**REQUIREMENT:**
What you print must match the data line for line.

**RECORDED DATA:**
Issue #960, opened 2023-06-06
Access of uninitialized data in the CUDA stream implementation of `schedule_from`


ericniebler:
The larger issue is that CUDA stream senders put objects into untyped managed temporary storage using placement `new` (or, in the case of `schedule_from`, _not_ calling placement `new` and leaving the memory uninitialized :grimacing:), but never destroys the objects by calling the objects' destructors.

ericniebler:
I have landed #968 as a stop-gap. A larger issue remains that objects placed in temporary managed storage are not always constructed/destructed properly. #952 is an attempt at a proper fix, but it has issues yet to be addressed.

Leaving this open for now.

PR #975, opened 2023-06-15
Fix temp storage lifetime

senior-zero:
This PR is based on https://github.com/NVIDIA/stdexec/pull/972 and addresses remaining issues from https://github.com/NVIDIA/stdexec/issues/960.

### DIFF
--- a/include/nvexec/stream/common.cuh
+++ b/include/nvexec/stream/common.cuh
@@ -15,6 +15,7 @@
  */
 #pragma once
 
+#include <stack>
 #include <atomic>
 #include <memory_resource>
 #include "../../stdexec/execution.hpp"
@@ -77,24 +78,6 @@ namespace nvexec {
       ((STDEXEC_IS_TRIVIALLY_COPYABLE(Ts) || std::is_reference_v<Ts>) &&...);
 #endif
 
-    struct context_state_t {
-      std::pmr::memory_resource* pinned_resource_{nullptr};
-      std::pmr::memory_resource* managed_resource_{nullptr};
-      queue::task_hub_t* hub_{nullptr};
-      stream_priority priority_;
-
-      context_state_t(
-        std::pmr::memory_resource* pinned_resource,
-        std::pmr::memory_resource* managed_resource,
-        queue::task_hub_t* hub,
-        stream_priority priority = stream_priority::normal)
-        : pinned_resource_(pinned_resource)
-        , managed_resource_(managed_resource)
-        , hub_(hub)
-        , priority_(priority) {
-      }
-    };
-
     inline std::pair<int, cudaError_t> get_stream_priority(stream_priority priority) {
       int least{};
       int greatest{};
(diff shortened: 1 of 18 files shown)


include/nvexec/stream/common.cuh
```diff
@@ -386,34 +442,65 @@ namespace nvexec {
...
+              cudaMemRangeGetAttribute(
+                &device_id, 4, cudaMemRangeAttributeLastPrefetchLocation, ptr, sizeof(T));
+
+              if (cudaCpuDeviceId == device_id) {
+                ptr->~T();
+              } else {
+                destructor_kernel<<<1, 1, 0, stream>>>(ptr);
+
+                // TODO Bury all the memory associated with the stream provider and then 
+                //      deallocate the memory
```
ericniebler, line 493: Does this TODO need to be addressed in this PR? If not, let's open an issue for it.

include/nvexec/stream/let_xxx.cuh
```diff
@@ -110,17 +110,17 @@ namespace nvexec::STDEXEC_STREAM_DETAIL_NS {
...
           cudaStream_t stream = __self.__op_state_->get_stream();
-
           result_sender_t* result_sender = static_cast<result_sender_t*>(
             __self.__op_state_->temp_storage_);
           kernel_with_result<_As&&...><<<1, 1, 0, stream>>>(
             std::move(__self.__op_state_->__fun_), result_sender, (_As&&) __as...);
 
           if (cudaError_t status = STDEXEC_DBG_ERR(cudaStreamSynchronize(stream));
               status == cudaSuccess) {
+            __self.__op_state_->defer_temp_storage_destruction(result_sender);
```
ericniebler, line 120: If `status != cudaSuccess`, then the result sender may or may not be constructed, right? How can we know for certain whether the destructor needs to be called?

include/nvexec/stream/split.cuh
```diff
@@ -181,12 +172,11 @@ namespace nvexec::STDEXEC_STREAM_DETAIL_NS {
           if constexpr (stream_sender<Sender>) {
             STDEXEC_DBG_ERR(cudaEventDestroy(event_));
           }
-          STDEXEC_DBG_ERR(cudaStreamDestroy(stream_));
         }
       }
 
       env_t make_env() const noexcept {
-        return _split::__make_env(stop_source_, stream_);
+        return _split::__make_env(stop_source_, &const_cast<stream_provider_t&>(stream_provider_));
```
ericniebler, line 179: I wonder if there's a way to keep this `const`-correct. What mutating operation does the env need of the stream provider?

include/nvexec/stream/common.cuh
```diff
@@ -386,34 +442,65 @@ namespace nvexec {
...
+                cudaStreamSynchronize(stream); 
+              }
+
+              managed_resource->deallocate(ptr, sizeof(T));
+            });
+          }
```
ericniebler, line 499: The purist in me wants to see the registration of the destroy/deallocate action to happen as part of the allocate/construct action, rather than as a separate step on a separate data structure. Is that possible?

test/nvexec/then.cpp
```diff
@@ -201,12 +202,95 @@ TEST_CASE("nvexec then can return values of non-trivial types", "[cuda][stream][
...
+      cuda::std::atomic_ref<int> ref{*(is_on_gpu() ? d_counter_ : h_counter_)};
+      ref.fetch_add(val, cuda::std::memory_order_relaxed);
+    }
+
+  public:
+    void more() {
+      diff(+1);
+    }
+
+    void less() {
```
ericniebler:
```suggestion
    void fewer() {
```

Sorry, my inner grammar nazi got the best of me. ;-)

include/nvexec/stream/split.cuh
senior-zero: Env itself doesn't mutate the stream provider. It only distributes the reference to it. On the usage side, we need to register temporary storage destruction, which mutates the vector inside the stream provider.

include/nvexec/stream/common.cuh
senior-zero: Registration of deallocation has to happen at a particular place (before propagation of the completion signal and after some kernel) in a particular condition (no CUDA errors). I don't think it can happen as part of allocation/construction action without some additional memory traffic.

include/nvexec/stream/let_xxx.cuh
senior-zero: The destructor is registered only when `status == cudaSuccess`, which should be an improvement compared to the current state. If the `status != cudaSuccess`, it's still possible that the constructor was called and we miss the destruction, but I suggest we address this as a follow up PR (once the mechanism is in place).

include/nvexec/stream/common.cuh
senior-zero: https://github.com/NVIDIA/stdexec/issues/979

ericniebler (approved):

**WRITTEN REPLY:**
Issue #960, opened 2023-06-06
Access of uninitialized data in the CUDA stream implementation of `schedule_from`


ericniebler:
The larger issue is that CUDA stream senders put objects into untyped managed temporary storage using placement `new` (or, in the case of `schedule_from`, _not_ calling placement `new` and leaving the memory uninitialized :grimacing:), but never destroys the objects by calling the objects' destructors.

ericniebler:
I have landed #968 as a stop-gap. A larger issue remains that objects placed in temporary managed storage are not always constructed/destructed properly. #952 is an attempt at a proper fix, but it has issues yet to be addressed.

Leaving this open for now.

PR #975, opened 2023-06-15
Fix temp storage lifetime

senior-zero:
This PR is based on https://github.com/NVIDIA/stdexec/pull/972 and addresses remaining issues from https://github.com/NVIDIA/stdexec/issues/960.

### DIFF
--- a/include/nvexec/stream/common.cuh
+++ b/include/nvexec/stream/common.cuh
@@ -15,6 +15,7 @@
  */
 #pragma once
 
+#include <stack>
 #include <atomic>
 #include <memory_resource>
 #include "../../stdexec/execution.hpp"
@@ -77,24 +78,6 @@ namespace nvexec {
       ((STDEXEC_IS_TRIVIALLY_COPYABLE(Ts) || std::is_reference_v<Ts>) &&...);
 #endif
 
-    struct context_state_t {
-      std::pmr::memory_resource* pinned_resource_{nullptr};
-      std::pmr::memory_resource* managed_resource_{nullptr};
-      queue::task_hub_t* hub_{nullptr};
-      stream_priority priority_;
-
-      context_state_t(
-        std::pmr::memory_resource* pinned_resource,
-        std::pmr::memory_resource* managed_resource,
-        queue::task_hub_t* hub,
-        stream_priority priority = stream_priority::normal)
-        : pinned_resource_(pinned_resource)
-        , managed_resource_(managed_resource)
-        , hub_(hub)
-        , priority_(priority) {
-      }
-    };
-
     inline std::pair<int, cudaError_t> get_stream_priority(stream_priority priority) {
       int least{};
       int greatest{};
(diff shortened: 1 of 18 files shown)


include/nvexec/stream/common.cuh
```diff
@@ -386,34 +442,65 @@ namespace nvexec {
...
+              cudaMemRangeGetAttribute(
+                &device_id, 4, cudaMemRangeAttributeLastPrefetchLocation, ptr, sizeof(T));
+
+              if (cudaCpuDeviceId == device_id) {
+                ptr->~T();
+              } else {
+                destructor_kernel<<<1, 1, 0, stream>>>(ptr);
+
+                // TODO Bury all the memory associated with the stream provider and then 
+                //      deallocate the memory
```
ericniebler, line 493: Does this TODO need to be addressed in this PR? If not, let's open an issue for it.

include/nvexec/stream/let_xxx.cuh
```diff
@@ -110,17 +110,17 @@ namespace nvexec::STDEXEC_STREAM_DETAIL_NS {
...
           cudaStream_t stream = __self.__op_state_->get_stream();
-
           result_sender_t* result_sender = static_cast<result_sender_t*>(
             __self.__op_state_->temp_storage_);
           kernel_with_result<_As&&...><<<1, 1, 0, stream>>>(
             std::move(__self.__op_state_->__fun_), result_sender, (_As&&) __as...);
 
           if (cudaError_t status = STDEXEC_DBG_ERR(cudaStreamSynchronize(stream));
               status == cudaSuccess) {
+            __self.__op_state_->defer_temp_storage_destruction(result_sender);
```
ericniebler, line 120: If `status != cudaSuccess`, then the result sender may or may not be constructed, right? How can we know for certain whether the destructor needs to be called?

include/nvexec/stream/split.cuh
```diff
@@ -181,12 +172,11 @@ namespace nvexec::STDEXEC_STREAM_DETAIL_NS {
           if constexpr (stream_sender<Sender>) {
             STDEXEC_DBG_ERR(cudaEventDestroy(event_));
           }
-          STDEXEC_DBG_ERR(cudaStreamDestroy(stream_));
         }
       }
 
       env_t make_env() const noexcept {
-        return _split::__make_env(stop_source_, stream_);
+        return _split::__make_env(stop_source_, &const_cast<stream_provider_t&>(stream_provider_));
```
ericniebler, line 179: I wonder if there's a way to keep this `const`-correct. What mutating operation does the env need of the stream provider?

include/nvexec/stream/common.cuh
```diff
@@ -386,34 +442,65 @@ namespace nvexec {
...
+                cudaStreamSynchronize(stream); 
+              }
+
+              managed_resource->deallocate(ptr, sizeof(T));
+            });
+          }
```
ericniebler, line 499: The purist in me wants to see the registration of the destroy/deallocate action to happen as part of the allocate/construct action, rather than as a separate step on a separate data structure. Is that possible?

test/nvexec/then.cpp
```diff
@@ -201,12 +202,95 @@ TEST_CASE("nvexec then can return values of non-trivial types", "[cuda][stream][
...
+      cuda::std::atomic_ref<int> ref{*(is_on_gpu() ? d_counter_ : h_counter_)};
+      ref.fetch_add(val, cuda::std::memory_order_relaxed);
+    }
+
+  public:
+    void more() {
+      diff(+1);
+    }
+
+    void less() {
```
ericniebler:
```suggestion
    void fewer() {
```

Sorry, my inner grammar nazi got the best of me. ;-)

include/nvexec/stream/split.cuh
senior-zero: Env itself doesn't mutate the stream provider. It only distributes the reference to it. On the usage side, we need to register temporary storage destruction, which mutates the vector inside the stream provider.

include/nvexec/stream/common.cuh
senior-zero: Registration of deallocation has to happen at a particular place (before propagation of the completion signal and after some kernel) in a particular condition (no CUDA errors). I don't think it can happen as part of allocation/construction action without some additional memory traffic.

include/nvexec/stream/let_xxx.cuh
senior-zero: The destructor is registered only when `status == cudaSuccess`, which should be an improvement compared to the current state. If the `status != cudaSuccess`, it's still possible that the constructor was called and we miss the destruction, but I suggest we address this as a follow up PR (once the mechanism is in place).

include/nvexec/stream/common.cuh
senior-zero: https://github.com/NVIDIA/stdexec/issues/979

ericniebler (approved):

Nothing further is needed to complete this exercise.